### [Work instructions]
Copy all of the records word for word.

### [Data to examine]

PR #503, opened 2022-02-07
rj/bin homogenize

jordens:
This is mostly a cleanup to variable and constant names in the applications. But it fixes the RTT timeout issue on my machine and also sorts the initialization a bit differently to start DMA later and provide less chance for timeouts.

- dual-iir/lockin: harmonize code, naming and comments
- move rtt init early so debugger doesn't time out
- bins: renames, align code

### DIFF
--- a/src/bin/lockin.rs
+++ b/src/bin/lockin.rs
@@ -1,7 +1,7 @@
 //! # Lockin
 //!
 //! The `lockin` application implements a lock-in amplifier using either an external or internally
-//! generated
+//! generated reference.
 //!
 //! ## Features
 //! * Up to 800 kHz sampling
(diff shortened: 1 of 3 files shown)


src/bin/lockin.rs
```diff
@@ -1,6 +1,6 @@
 //! # Lockin
 //!
-//! THe `lockin` application implements a lock-in amplifier using either an external or internally
+//! The `lockin` application implements a lock-in amplifier using either an external or internally
 //! generated
```
ryan-summers, line 4: This comment is an incomplete sentence - mind finishing it?

ryan-summers (approved):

### [Answer to this exercise]
PR #503, opened 2022-02-07
rj/bin homogenize

jordens:
This is mostly a cleanup to variable and constant names in the applications. But it fixes the RTT timeout issue on my machine and also sorts the initialization a bit differently to start DMA later and provide less chance for timeouts.

- dual-iir/lockin: harmonize code, naming and comments
- move rtt init early so debugger doesn't time out
- bins: renames, align code

### DIFF
--- a/src/bin/lockin.rs
+++ b/src/bin/lockin.rs
@@ -1,7 +1,7 @@
 //! # Lockin
 //!
 //! The `lockin` application implements a lock-in amplifier using either an external or internally
-//! generated
+//! generated reference.
 //!
 //! ## Features
 //! * Up to 800 kHz sampling
(diff shortened: 1 of 3 files shown)


src/bin/lockin.rs
```diff
@@ -1,6 +1,6 @@
 //! # Lockin
 //!
-//! THe `lockin` application implements a lock-in amplifier using either an external or internally
+//! The `lockin` application implements a lock-in amplifier using either an external or internally
 //! generated
```
ryan-summers, line 4: This comment is an incomplete sentence - mind finishing it?

ryan-summers (approved):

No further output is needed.